That being said, it is hard to find a deep V aluminum boat... most are shallow V or flat bottom and that is a recipe for getting the ever loving [censored] beaten out of you on the water. I almost sank after pushing a 15 foot flat bottom too hard and split the hull.

A flat bottom glass boat will beat you up just as much, and a Deep V will slice.

I am not the most experienced boater, but I do have experience on a wide variety of boats. Here are the considerations I would have for selecting a boat.

- How deep will the water be where I plan to fish mainly?
- How far do I have to motor from the ramp to the places I plan to fish and how long am I willing to spend getting there?
- Do I want to be able to relatively comfortably fish in adverse conditions
- Will I want to go onto the ocean with the boat?
- how many people do I expect to have onboard?
- Will the way I fish be hazardous to the hull (logs, stumps ECT)

This is not comprehensive, but a very good start. For me, being a cheap bastard, I wanted a boat that could be very versatile and durable. That is why I have the Deep V aluminum.

Aluminum Pros

- Durable (I don't worry about banging into stumps)
- Light ( easy to trailer, burns less fuel, easy to move by hand if you beach it, less draft all things being equal)
- Easy to repair if needed
- cheaper
- easy maintinance

Aluminum CONS

- Light ( no mass to pound through waves)
- Thin (more noise from the hull, though the foam/insulation of it can make a big difference)
- Looks ( not as pretty as a glass hull, especially if it is a riveted hull)
- not a lot of options for hull design in new boats

Glass PRos

- Heavy ( mass to pound through the water)
- thicker ( less hull noise)
- Looks (nothing prettier than glass)
- lots of options in new boats

Glass Cons

- Heavy ( Burns more fuel, more difficult to manhandle, need bigger vehicle to trailer)
- More Expensive
- more difficult to repair, more expensive to repair
- more difficult to maintain ( buffing, cleaning ECT)
- more prone to damage from stumps, logs, sun ECT.



Everyone's needs/wants are different. For me, for lake fishing, aluminum was a no brainier.
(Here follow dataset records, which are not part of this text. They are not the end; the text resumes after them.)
PR #1779, opened 2024-08-05
source-zendesk-support: update to Estuary CDK

Alex-Bair:
**Description:**

Imports `source-zendesk-support` to the Estuary CDK.

_Current ATF connector outputs vs. new imported connector outputs_:

- **Spec snapshot changes**: Just the expected resource config changes seen for all of these connectors. See [jsondiff](https://jsondiff.com/?left=https://raw.githubusercontent.com/estuary/connectors/513fae26b52107ffbca4e1898cffc4d54e99a188/source-zendesk-support/tests/snapshots/snapshots__spec__capture.stdout.json&right=https://raw.githubusercontent.com/estuary/connectors/48af972315fafe2241c43dc73651493d657a02ab/source-zendesk-support/tests/snapshots/snapshots__spec__capture.stdout.json).

- **Discovery snapshot changes**: Primary changes are the expected addition of `x-infer-schema` and `_meta` properties for each binding. For a few full refresh streams, the `cursorField` was removed since it isn't used when doing a full refresh. A few [previously disabled streams](https://github.com/estuary/airbyte/commit/73d551c28bdb61b348e0f1010893e968c46fdf98) have been fixed as part of this import & no longer have a `disable` property. See [jsondiff](https://jsondiff.com/?left=https://raw.githubusercontent.com/estuary/connectors/513fae26b52107ffbca4e1898cffc4d54e99a188/source-zendesk-support/tests/snapshots/snapshots__discover__capture.stdout.json&right=https://raw.githubusercontent.com/estuary/connectors/48af972315fafe2241c43dc73651493d657a02ab/source-zendesk-support/tests/snapshots/snapshots__discover__capture.stdout.json).

- **Capture snapshot changes**: Other than the addition of `op` and `row_id` properties in the `_meta` objects, the snapshots are the same. See [jsondiff](https://jsondiff.com/?left=https://raw.githubusercontent.com/estuary/connectors/513fae26b52107ffbca4e1898cffc4d54e99a188/source-zendesk-support/tests/snapshots/snapshots__capture__capture.stdout.json&right=https://raw.githubusercontent.com/estuary/connectors/48af972315fafe2241c43dc73651493d657a02ab/source-zendesk-support/tests/snapshots/snapshots__capture__capture.stdout.json).

**Workflow steps:**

While I have fished my aluminum boat on the ocean many times, I now own a 35' HEAVY fiberglass boat for offshore purposes. However I would not hesitate to use my aluminum boat on the saltwater for inshore fishing.
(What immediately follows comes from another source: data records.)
PR #1781, opened 2024-08-06
source-mysql: Fix zero-valued time bug by upgrading MySQL client library

willdonnelly:
**Description:**

Apparently there was a dumb copy-paste bug in the MySQL client library which resulted in zero-valued `time` columns being decoded as `"0000-00-00"` instead of `"00:00:00"` as they ought to be. This bug only occurred in query results when using prepared statements and/or query parameters (as either of these cause the database to use a binary result format in which the zero-valued time has a special-cased representation), and only impacted that one value (because the bug was basically just `if n == 0 { return "0000-00-00" }` when it should have returned `"00:00:00"` instead).

Amazingly this bug had been present for the past 11 years, but was fixed two months ago, so we can fix it by simply upgrading the MySQL client library. Unfortunately that fix hasn't made it into a tagged release version yet, so this upgrades us to use the latest mainline commit hash. Once a new release is tagged we can move to using that instead.

- - -
This change is [Reviewable](https://reviewable.io/reviews/estuary/connectors/1781)


williamhbaker (approved):
LGTM

PR #1784, opened 2024-08-07
source-notion: remove pattern_descriptor from config

williamhbaker:
Removes the "pattern_descriptor" property from the configuration, since I don't believe it was actually doing something and seems to have recently cause the endpoint config to fail to work with config encryption for unknown reasons.

- - -
This change is [Reviewable](https://reviewable.io/reviews/estuary/connectors/1784)


jonwihl (approved):
LGTM

PR #1786, opened 2024-08-09
materialize-s3-iceberg: add ignoreStringFormat field configuration

williamhbaker:
**Description:**

Adds the ignoreStringFormat field configuration which when set will materialize string fields as regular strings, disregarding any format annotation they might have.

Manually tested by first materializing a collection without the field config set and seeing the column as a timestamptz, then adding the field configuration which causes an unsatisfiable constraint. Increasing the backfill counter allows the materialization to proceed by re-creating the table with a string type for the column, and string values are added to the column

**Workflow steps:**

**Notes for reviewers:**

- - -
This change is [Reviewable](https://reviewable.io/reviews/estuary/connectors/1786)


jgraettinger (approved):
LGTM

PR #1789, opened 2024-08-09
source-zendesk-support: Fix pagination issues with `tickets` and `users` streams

Alex-Bair:
**Description:**

`tickets` and `users` streams were previously using incremental timestamp-based pagination, resulting in duplicated data. It was also possible for the connector to get stuck making the same request if 1,000+ documents were modified at the same time. By moving to [incremental cursor pagination](https://developer.zendesk.com/documentation/ticketing/managing-tickets/using-the-incremental-export-api/#cursor-based-incremental-exports), these issues are resolved.

The `test_check_stream_state` unit test is no longer applicable, since the `cursorField` is not longer within each document. The `cursorField` is instead only in the response body, and the `IncrementalMixin`'s `state` setters and getters are used to checkpoint cursors between requests. The [`ClientSideIncrementalStream`](https://github.com/estuary/connectors/blob/14f92e7f20590cfac389bfee712d8656f8d131c6/source-hubspot/source_hubspot/streams.py#L794C7-L794C34) and [`IncrementalStream`](https://github.com/estuary/connectors/blob/14f92e7f20590cfac389bfee712d8656f8d131c6/source-hubspot/source_hubspot/streams.py#L906C7-L906C24) from the `source-hubspot` connector were referenced for determining how to checkpoint state use the Airbyte CDK.

Discover snapshot changes: Only the expected `cursorField` changes.

**Workflow steps:**

Docs will need updated to reflect the changed `cursorField` for the `tickets` and `users` streams.

**Notes for reviewers:**

Tested on a local stack and using a Zendesk account with a non-trivial amount of `tickets` and `users` data. Confirmed that cursors are checkpointed & the connector resumes with the last checkpointed cursor after recovering from a failure.

- - -
This change is [Reviewable](https://reviewable.io/reviews/estuary/connectors/1789)

### DIFF
--- a/source-zendesk-support/tests/snapshots/snapshots__discover__capture.stdout.json
+++ b/source-zendesk-support/tests/snapshots/snapshots__discover__capture.stdout.json
@@ -3885,7 +3885,7 @@
       "stream": "tickets",
       "syncMode": "incremental",
       "cursorField": [
-        "updated_at"
+        "after_cursor"
       ]
     },
     "documentSchema": {
@@ -4468,7 +4468,7 @@
       "stream": "users",
       "syncMode": "incremental",
       "cursorField": [
-        "updated_at"
+        "after_cursor"
       ]
     },
     "documentSchema": {
--- a/source-zendesk-support/source_zendesk_support/streams.py
+++ b/source-zendesk-support/source_zendesk_support/streams.py
@@ -22,6 +22,7 @@ import pytz
 import requests
 from airbyte_cdk.models import SyncMode
 from airbyte_cdk.sources.streams.availability_strategy import AvailabilityStrategy
+from airbyte_cdk.sources.streams.core import IncrementalMixin
 from airbyte_cdk.sources.streams.http import HttpStream, HttpSubStream
 from airbyte_cdk.sources.streams.http.auth.core import HttpAuthenticator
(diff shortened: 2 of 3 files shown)


source-zendesk-support/tests/snapshots/snapshots__discover__capture.stdout.json
```diff
@@ -3885,7 +3885,7 @@
       "stream": "tickets",
       "syncMode": "incremental",
       "cursorField": [
-        "updated_at"
```
williamhbaker, line 3888: I assume this doesn't actually matter, since the `"after_cursor"` value is hard coded in the connector

williamhbaker (approved):
LGTM

source-zendesk-support/tests/snapshots/snapshots__discover__capture.stdout.json
Alex-Bair: Yep. Before, the `cursorField` was being used to retrieve a timestamp from one of the streamed documents. But since these streams' cursors are now being stored outside of the documents, we don't need `"updated_at"` to know where to look in the documents any more. 

The new `cursorField` is just the key we use when accessing the persisted `state`, and I gave it the same name as the response body's property `after_cursor` that contains the cursor.

PR #1797, opened 2024-08-13
materialize-bigquery: don't start the staged file unless there is data to write to it

williamhbaker:
**Description:**

If hard deletions are enabled it is possible that a transaction will contain only a single record for a document that is being deleted and doesn't already exist. In this case we won't write any data to the staged file or table.

This scenario uniquely impacts materialize-bigquery, since BigQuery requires there to actually be at least one file present when doing the equivalent of `SELECT * FROM gs://bucket/*.json`, and the rare case of a binding with only deletion of non-existent keys with hard deletions enabled will result in there not being any data to load.

There is likely a more principled way to accomplish this fix, but moving the "starting" of the staged file down a few lines gets it done quickly and easily, and in a way that is assured to not cause any other problems. This particular edge case is not a wide-spread issue, so I'm keeping the change isolated to BigQuery specifically.

**Workflow steps:**

**Notes for reviewers:**

- - -
This change is [Reviewable](https://reviewable.io/reviews/estuary/connectors/1797)

### DIFF
--- a/materialize-bigquery/transactor.go
+++ b/materialize-bigquery/transactor.go
@@ -253,7 +253,6 @@ func (t *transactor) Store(it *m.StoreIterator) (m.StartCommitFunc, error) {
 	log.Info("store: starting encoding and uploading of files")
 	for it.Next() {
 		var b = t.bindings[it.Binding]
-		b.storeFile.start()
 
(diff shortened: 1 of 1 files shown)


jgraettinger (approved):
LGTM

Keep in mind that it really isn't a big deal to slow down in choppy water if you need to ... I mean no matter WHAT you get there will be a level of conditions that will necessitate slowing down. You just have to be realistic about what you will be doing on the regular. Only YOU know where and when and how you fish. Be honest and realistic about that and find a boat that will be right for the mission.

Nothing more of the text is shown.